Dataset entries:
▬▬▬▬▬▬▬▬▬▬
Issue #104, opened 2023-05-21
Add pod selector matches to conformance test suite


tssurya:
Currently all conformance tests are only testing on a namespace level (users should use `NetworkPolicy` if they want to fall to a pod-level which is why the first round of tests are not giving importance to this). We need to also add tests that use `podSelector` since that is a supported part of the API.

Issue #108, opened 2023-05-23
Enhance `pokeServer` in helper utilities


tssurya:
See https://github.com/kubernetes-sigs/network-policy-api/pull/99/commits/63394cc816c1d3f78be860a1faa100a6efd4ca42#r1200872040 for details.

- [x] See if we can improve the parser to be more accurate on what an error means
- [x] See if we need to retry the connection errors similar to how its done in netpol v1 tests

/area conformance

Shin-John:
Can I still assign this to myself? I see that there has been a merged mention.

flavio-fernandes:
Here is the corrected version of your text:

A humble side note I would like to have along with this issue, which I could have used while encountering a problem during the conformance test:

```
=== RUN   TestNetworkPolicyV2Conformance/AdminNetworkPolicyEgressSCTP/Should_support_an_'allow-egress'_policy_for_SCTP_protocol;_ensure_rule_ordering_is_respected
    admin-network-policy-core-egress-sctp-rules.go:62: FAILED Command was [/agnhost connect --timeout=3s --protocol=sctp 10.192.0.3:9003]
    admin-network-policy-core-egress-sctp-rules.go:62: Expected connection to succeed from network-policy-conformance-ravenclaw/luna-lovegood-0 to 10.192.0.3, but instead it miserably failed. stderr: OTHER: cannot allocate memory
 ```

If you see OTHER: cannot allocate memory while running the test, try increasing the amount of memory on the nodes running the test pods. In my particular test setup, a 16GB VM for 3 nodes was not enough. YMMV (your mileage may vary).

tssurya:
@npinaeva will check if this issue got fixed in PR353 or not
▬▬▬▬▬▬▬▬▬▬
▸ **Work instructions**: Each entry above is to be transcribed exactly as it was written.

▸ **Response area**:
Issue #104, opened 2023-05-21
Add pod selector matches to conformance test suite


tssurya:
Currently all conformance tests are only testing on a namespace level (users should use `NetworkPolicy` if they want to fall to a pod-level which is why the first round of tests are not giving importance to this). We need to also add tests that use `podSelector` since that is a supported part of the API.

Issue #108, opened 2023-05-23
Enhance `pokeServer` in helper utilities


tssurya:
See https://github.com/kubernetes-sigs/network-policy-api/pull/99/commits/63394cc816c1d3f78be860a1faa100a6efd4ca42#r1200872040 for details.

- [x] See if we can improve the parser to be more accurate on what an error means
- [x] See if we need to retry the connection errors similar to how its done in netpol v1 tests

/area conformance

Shin-John:
Can I still assign this to myself? I see that there has been a merged mention.

flavio-fernandes:
Here is the corrected version of your text:

A humble side note I would like to have along with this issue, which I could have used while encountering a problem during the conformance test:

```
=== RUN   TestNetworkPolicyV2Conformance/AdminNetworkPolicyEgressSCTP/Should_support_an_'allow-egress'_policy_for_SCTP_protocol;_ensure_rule_ordering_is_respected
    admin-network-policy-core-egress-sctp-rules.go:62: FAILED Command was [/agnhost connect --timeout=3s --protocol=sctp 10.192.0.3:9003]
    admin-network-policy-core-egress-sctp-rules.go:62: Expected connection to succeed from network-policy-conformance-ravenclaw/luna-lovegood-0 to 10.192.0.3, but instead it miserably failed. stderr: OTHER: cannot allocate memory
 ```

If you see OTHER: cannot allocate memory while running the test, try increasing the amount of memory on the nodes running the test pods. In my particular test setup, a 16GB VM for 3 nodes was not enough. YMMV (your mileage may vary).

tssurya:
@npinaeva will check if this issue got fixed in PR353 or not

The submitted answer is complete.